[Collected data entries]
# # # # #

PR #1212, opened 2026-09-01
test(integration): compare() accepts an optional expected anchor

james-willis:
**Stacked on #1211** (its branch lives on a fork, so the base can't be retargeted onto it — its commits are merged in instead; this diff deduplicates when #1211 lands. Merge #1211 first.)

Implements @paleolimbot's post-merge suggestion on #1203: an optional parameter on `compare()` that lets the reference value be specified, guarding the parity claim against vacuous agreement — every engine returning the same wrong thing passes a pure engine-vs-engine comparison.

### The API

```python
compare(sql, sedona, spark, expected=200.0)        # table path: anything assert_result accepts
compare(sql, sedona, spark, expected=[(None,)])    # e.g. anchoring a NULL
compare(sql, sedona, spark, expected=decoded)      # raster path: a DecodedRaster
```

`expected` is keyword-only and optional. The subject is asserted against the anchor first (clearest failure when all engines agree on a wrong value), then against each reference as before — so the references are anchored transitively. Parity-only remains the default for cases where the reference is hard to state.

### Coverage added

Anchors on every test whose expected value is trivially known:

- `test_rs_band_nodata`: the written nodata for both bands, and `[(None,)]` for the no-nodata fixture.
- All four passing setter tests (`test_rs_setbandnodata`, `_band2`, `_overwrite`, `_two_arg_single_band`): the full `DecodedRaster` — the exact seeded pixels (reconstructible because `random_raster_data` is seeded), the grid (stated explicitly so the anchor and the fixture can't drift apart), and the per-band nodata.

The anchored tests place their grid with `bbox=`, and the anchors state the same BBOX via `DecodedRaster`'s bbox construction (added to #1211) — the instance still carries the derived `gdal_transform`, which is what `assert_decoded_equal` compares.

The setter anchors close a real hole: with parity only, both engines no-opping identically (source nodata unchanged) would have passed every setter test.

### Verification

- Suite: `21 passed, 13 xfailed` locally (pyspark 4.0.4, Sedona 1.9.1), plus #1211's `test_raster_testing.py` (26 passed) in-branch.
- Negative-tested both paths: a wrong scalar anchor and a wrong raster-nodata anchor each raise `AssertionError`; the correct anchors pass.

This suite is not yet wired into CI (#1206 does that), so the counts above are from a local run.

### DIFF
--- a/integration/spark-parity/test_rs_raster_out.py
+++ b/integration/spark-parity/test_rs_raster_out.py
@@ -47,11 +47,9 @@ BAND_NODATA = {"uint8": 200.0, "int32": -99999.0, "float64": -12345.5}
 # The grid the anchored tests write and reconstruct. Anchors must state the
 # exact raster they expect, so the placement is passed to
 # create_random_raster_view explicitly rather than relying on its defaults
-# staying in sync. GDAL_TRANSFORM is BBOX on the WIDTH x HEIGHT grid — the
-# transform an anchored `DecodedRaster` must decode back to.
+# staying in sync — and the anchors state the same BBOX.
 BANDS, HEIGHT, WIDTH = 2, 6, 7
 BBOX = (100.0, 482.0, 114.0, 500.0)
-GDAL_TRANSFORM = (100.0, 2.0, 0.0, 500.0, 0.0, -3.0)
 
 
 def _anchor(dtype, nodata, *, bands=BANDS, plants=None):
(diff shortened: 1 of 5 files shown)


james-willis:
Re-raised from the fork as #1218 (contributor branches shouldn't live in the Apache repo). Same commits; the apache branch is deleted.

PR #1213, opened 2026-09-01
test(integration): RS_Resample parity between SedonaDB and Sedona Spark

james-willis:
**Stacked on #1211 → #1212.** Based on #1212's branch (`jw/compare-expected`), so this diff shows only the new resample module; merge those first.

The next step of the parity roadmap from #1203/#1212: RS_Resample, probed first on both engines, then locked in with anchored `compare()` calls where agreement holds and `xfail`-cataloged where it doesn't. RS_MapAlgebra is out of scope (SedonaDB doesn't implement it; the roadmap docstring is updated accordingly).

### What agrees (13 passing tests, all anchored)

The nearest-neighbour path is bit-for-bit identical across every overload:

- **Dimension mode**: 2x upsample (uint8 and float64-with-nodata), identity, non-integer-ratio downsample, integer SQL literals, lowercase algorithm spelling.
- **Scale mode**: exact tiling, and the grown-extent case — `ceil(extent/pixel)` output, border filled with band nodata *or 0 when absent* (both engines share the 0-fill convention).
- **Reference-raster overload** (4-arg, via CROSS JOIN) and the **grid-snap overload** (7-arg) with centres strictly inside the source.
- Both engines refuse zero width / zero scale (parity on refusal, per-engine `pytest.raises`).

Nearest resampling on the seeded grid is hand-computable (block replication up, centre-rule decimation down), so every passing test states its exact expected `DecodedRaster` — no vacuous agreement.

### What diverges (12 xfails)

- **Positive scaleY**: SedonaDB keeps the origin at the top edge and grids upward off the raster; Spark rebases to the bottom edge and covers the source south-up.
- **Bilinear** (uint8 + float64) and **Bicubic**: both engines really interpolate, but GDAL and JAI kernels differ (edge clamping vs nodata/zero fill, integer rounding).
- **Silent fallback family** (Cubic, CubicSpline, Lanczos, Average, Mode): Sedona Spark only implements NearestNeighbor/Bilinear/Bicubic and silently resamples nearest for every other name — SedonaDB runs the real kernel. Probed on a downsample, where Average/Mode can't agree by construction.
- **Unknown algorithm**: SedonaDB rejects `'sinc'`; Spark silently resamples nearest.
- **Fractional width**: SedonaDB rejects; Spark truncates 3.5 → 3 columns.
- **Grid-snap edge centres**: output centres landing exactly on the source's left edge — GDAL samples the edge pixel, JAI zero-fills.

### Verification

- Suite: `34 passed, 25 xfailed` locally (pyspark 4.0.4, Sedona 1.9.1) — the module adds 13 passed / 12 xfailed to #1212's 21/13, and every xfail was probe-confirmed to actually trip.
- Anchors were verified against both engines' observed output before being baked in.

### DIFF
--- a/integration/spark-parity/test_rs_raster_out.py
+++ b/integration/spark-parity/test_rs_raster_out.py
@@ -31,8 +31,8 @@ failure with a real traceback, not a skip. `SedonaSpark` caches its
 
 `RS_SetBandNoDataValue` is the first case on purpose: it is raster-in/raster-out
 but passes pixels through untouched, so a mismatch is a round-trip bug, not an
-operation divergence — it isolates the transport. Pixel-transforming ops
-(RS_Resample, RS_MapAlgebra) come next, with their known divergences as xfails.
+operation divergence — it isolates the transport. Pixel-transforming coverage
+continues in test_rs_resample.py.
 """
 
 import pytest
--- a/integration/spark-parity/test_rs_resample.py
+++ b/integration/spark-parity/test_rs_resample.py
@@ -1,0 +1,328 @@
+# Licensed to the Apache Software Foundation (ASF) under one
+# or more contributor license agreements.  See the NOTICE file
+# distributed with this work for additional information
+# regarding copyright ownership.  The ASF licenses this file
+# to you under the Apache License, Version 2.0 (the
+# "License"); you may not use this file except in compliance
+# with the License.  You may obtain a copy of the License at
+#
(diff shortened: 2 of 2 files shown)


james-willis:
Re-raised from the fork as #1219 (contributor branches shouldn't live in the Apache repo). Same commits; the apache branch is deleted.

PR #1216, opened 2026-09-02
refactor(rust/sedona-functions): centralize bounding functions

### LINKED ISSUE #1037: rust/sedona-functions: Move geography bounding functions into sedona-functions
After https://github.com/apache/sedona-db/pull/1001 we have access to a bounder that can bound non-planar literals. Our bounding-related functions with a geography overload are currently in sedona-s2geography, but because we can access the bounders from the ConfigOptions, the functions can just live in sedona-functions. This allows us to add support for more edge types (e.g., Karney using sedona-proj).

paleolimbot:
This PR makes bounding functions for geography generic, implemented in sedona-functions using the bounder present in the config options. This lets geography bounding occur based on runtime injection of a bounder, rather than compile time features present in the sedona build.

I checked the bounding benchmarks for sedona-functions and didn't find any regressions.

Closes #1037.


rust/sedona-functions/src/executor.rs
```diff
@@ -19,14 +19,37 @@ use std::iter::zip;
...
+    arg_type: &SedonaType,
+    config_options: Option<&ConfigOptions>,
+    function_name: &str,
+) -> Result<Box<dyn WkbBounder2D>> {
+    let edges = match arg_type {
+        SedonaType::Wkb(edges, _) | SedonaType::WkbView(edges, _) => *edges,
+        SedonaType::Arrow(DataType::Null) => Edges::Planar,
+        _ => return sedona_internal_err!("Expected geometry or geography, got {arg_type:?}"),
+    };
+    let factory = config_options
```
jiayuasu, line 42: Could we register the bounder in `new_from_context()` too? With the `sedona/s2geography` feature enabled, this test now fails:

```rust
#[tokio::test]
async fn geography_bounds_default_context() {
    let ctx = sedona::context::SedonaContext::new();
    ctx.ctx
        .sql("SELECT ST_XMin(ST_GeogFromText('POINT (1 2)'))")
        .await.unwrap()
        .collect().await.unwrap();
}
```

The error is `ST_XMin() requires a bounder for Spherical edges, which is not registered in this session`. `new_from_context(SessionContext::new())` has the same problem. `new_local_interactive()` works because it installs the bounder.

rust/sedona-functions/src/st_envelope.rs
```diff
@@ -82,18 +80,29 @@ impl<T: WkbBounder2D + Default> SedonaScalarKernel for STEnvelope<T> {
...
+        config_options: Option<&ConfigOptions>,
     ) -> Result<ColumnarValue> {
         let executor = WkbBytesExecutor::new(arg_types, args);
         let mut builder = BinaryBuilder::with_capacity(
             executor.num_iterations(),
             WKB_MIN_PROBABLE_BYTES * executor.num_iterations(),
         );
 
-        let mut bounder = T::default();
+        let mut bounder = bounder_for_arg_type(&arg_types[0], config_options, "ST_Envelope")?;
```
jiayuasu, line 101: Is geography support meant to survive a native UDF export/import roundtrip? I reproduced a failure at the Rust FFI boundary; the equivalent Python example is:

```python
import sedonadb
from sedonadb.udf import sedona_native_scalar_udf

con = sedonadb.connect()
capsules = con.funcs.st_envelope.__sedonadb_scalar_udf__()
con.register(sedona_native_scalar_udf(capsules, name="rt_envelope"))

con.sql("SELECT ST_Envelope(ST_GeogFromText('POINT (1 2)'))").to_arrow_table()
con.sql("SELECT rt_envelope(ST_GeogFromText('POINT (1 2)'))").to_arrow_table()
```

The direct call works, but the imported call reports `ST_Envelope() requires a bounder for Spherical edges, which is not registered in this session`. The C wrapper invokes the exported kernel with `None` for `ConfigOptions`, so it cannot find the session's bounder. `ST_XMin` has the same issue; its previous S2 kernel worked through this roundtrip.

paleolimbot: I updated this to store a copy of the source config options, which I think is better for the future foisting of our functions on other engines (the existing case of foisting our own functions on our own engine from extension packages wasn't affected).

rust/sedona-functions/src/executor.rs
paleolimbot: Good catch! Updated.

PR #1219, opened 2026-09-02
test(integration): RS_Resample parity between SedonaDB and Sedona Spark

james-willis:
Two follow-ups ride along with the resample module:

- **`DecodedRaster.random` / `DecodedRaster.write_geotiff`** — addresses @paleolimbot's `_anchor` comment on #1218 by combining the random-raster constructors: one definition of the standard raster (seeded pixels on the `RANDOM_GRID_*` defaults), which `write_random_geotiff` and `create_random_raster_view` now delegate to. An `expected=` anchor is the same object the fixture registers, so they cannot drift; the duplicated grid constants and the module-local `_anchor` helper are gone. `write_geotiff` refuses per-band nodata (GeoTIFF nodata is file-wide), and a round-trip unit test pins the default grid to the historical transform.
- This PR's CI runs the parity suite for the first time (the #1217 lane is on this branch via main).

The next step of the parity roadmap from #1203/#1212: RS_Resample, probed first on both engines, then locked in with anchored `compare()` calls where agreement holds and `xfail`-cataloged where it doesn't. RS_MapAlgebra is out of scope (SedonaDB doesn't implement it; the roadmap docstring is updated accordingly).

### DIFF
--- a/.github/workflows/python.yml
+++ b/.github/workflows/python.yml
@@ -28,6 +28,7 @@ on:
       - 'rust/**'
       - 'c/**'
       - 'python/**'
+      - 'integration/spark-parity/**'
   push:
     branches:
       - main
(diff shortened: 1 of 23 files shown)


paleolimbot (approved):
Thank you!

PR #1223, opened 2026-09-02
fix(rust/sedona-raster): align RS_Rotation with Sedona Spark's formula

james-willis:
`RS_Rotation` parity coverage that turned into a kernel fix, in three commits:

1. **Probe-first coverage** of the divergence: SedonaDB computed `atan2(-skewX, scaleX)` where Sedona Spark computes `acos(scaleX / sqrt(scaleX² + skewY²))`, negated when `skewY > 0`. They coincide only while `|skewX| == |skewY|`.
2. **One parity module per RS_ function**: `test_rs_scalar.py` → `test_rs_bandnodatavalue.py`, `RS_Rotation` cases into `test_rs_rotation.py` (the suite's layout convention going forward).
3. **The fix**: `GeoTransformEx::rotation` now uses Spark's formula — the angle of the grid's actual column-axis direction `(scaleX, skewY)`.

### Why align rather than document the divergence

- The old formula didn't just diverge under shear: it misreported a **plain rigid rotation of non-square (2x3) pixels** as −0.7137 for a true −π/6 (the new formula recovers −π/6 exactly, for any pixel shape).
- `RS_GeoTransform` (#1221) ports Spark's decomposition, so after this change its `thetaI` agrees with `RS_Rotation` by construction — no internal inconsistency.
- `acos` incidentally fixes a zero-sign nit: the old `atan2` returned IEEE `-0.0` for axis-aligned rasters where Spark returns `+0.0`.

Blast radius: `GeoTransformEx::rotation` feeds only the `RS_Rotation` UDF; rust unit tests in `geo_transform.rs`, `affine_transformation.rs`, and `rs_geotransform.rs` are rewritten around derived cases (axis-aligned asserts the positive zero's sign; sheared expectation matches Spark bit-for-bit in probing).

### The parity tests (all passing, anchored)

- Axis-aligned (north-up, south-up) → exactly `0.0`, sign included.
- Rigid ±30° rotations, square and non-square pixels → `round(-theta, 12)`.
- Shear → `round(-acos(scaleX/hypot(scaleX, skewY)), 12)`.

Rotated/sheared queries compare through `ROUND(..., 12)`, with the evidence in a comment above the tests: neither runtime promises a bit-exact `acos` (Java `Math.acos` is specified to within 1 ulp of correctly rounded; Rust `f64::acos` is the platform libm with no accuracy contract), and a 72-angle sweep on macOS vs Temurin 17 measured 2 angles differing by exactly 1 ulp — π/6 among them — with the unlucky set being libm-dependent, so a raw comparison would be cross-platform flaky rather than strict. The anchored constants sit thousands of ulps from a 12-digit rounding boundary, so `ROUND` collapses 1-ulp pairs without ever splitting them. Axis-aligned cases compare raw and exact.

### Verification

`cargo test -p sedona-raster` and `-p sedona-raster-functions` green locally; `integration/spark-parity` at `28 passed, 14 xfailed` (RS_Rotation contributes 7 anchored passes, no xfails). This branch carries the #1217 lane so CI runs the parity suite.

Aside, noted while probing and out of scope: SedonaDB evaluates `-0.0 = 0.0` as `false` in SQL where Spark says `true`.

### DIFF
--- a/integration/spark-parity/test_rs_bandnodatavalue.py
+++ b/integration/spark-parity/test_rs_bandnodatavalue.py
@@ -16,7 +16,6 @@
 # under the License.
 """SedonaDB vs Sedona Spark parity for RS_BandNoDataValue.
 
-The parity suite keeps one module per RS_ function.
 
 Sedona Spark is the compatibility target, so each test runs one shared SQL
 string on both engines and asserts they agree with the harness-level
--- a/integration/spark-parity/test_rs_bandnodatavalue.py
+++ b/integration/spark-parity/test_rs_bandnodatavalue.py
@@ -14,7 +14,9 @@
 # KIND, either express or implied.  See the License for the
 # specific language governing permissions and limitations
 # under the License.
-"""SedonaDB vs Sedona Spark parity for the scalar raster readers.
+"""SedonaDB vs Sedona Spark parity for RS_BandNoDataValue.
+
+The parity suite keeps one module per RS_ function.
 
 Sedona Spark is the compatibility target, so each test runs one shared SQL
 string on both engines and asserts they agree with the harness-level
@@ -32,8 +34,6 @@ the case `xfail(reason=...)` so the suite doubles as a catalog of what to fix �
 it flips to xpass the day the fix lands. When today's divergence is that one
 engine raises, that error is what trips the xfail.
 """
-
-import math
 
 import pytest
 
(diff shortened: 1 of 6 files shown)


integration/spark-parity/test_rs_bandnodatavalue.py
```diff
@@ -14,7 +14,9 @@
 # KIND, either express or implied.  See the License for the
```
james-willis, line 14: drivey by: clean up the parity harness to more comprehensively model 1 file for 1 function

integration/spark-parity/test_rs_bandnodatavalue.py
```diff
@@ -14,7 +14,9 @@
...
 # specific language governing permissions and limitations
 # under the License.
-"""SedonaDB vs Sedona Spark parity for the scalar raster readers.
+"""SedonaDB vs Sedona Spark parity for RS_BandNoDataValue.
+
+The parity suite keeps one module per RS_ function.
```
james-willis:
```suggestion
```

paleolimbot (approved):
Thank you!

# # # # #

Search the data for "failure" and list every line in which it occurs.

• **SOLUTION TO THE EXERCISE**:
`expected` is keyword-only and optional. The subject is asserted against the anchor first (clearest failure when all engines agree on a wrong value), then against each reference as before — so the references are anchored transitively. Parity-only remains the default for cases where the reference is hard to state.
@@ -31,8 +31,8 @@ failure with a real traceback, not a skip. `SedonaSpark` caches its
jiayuasu, line 101: Is geography support meant to survive a native UDF export/import roundtrip? I reproduced a failure at the Rust FFI boundary; the equivalent Python example is:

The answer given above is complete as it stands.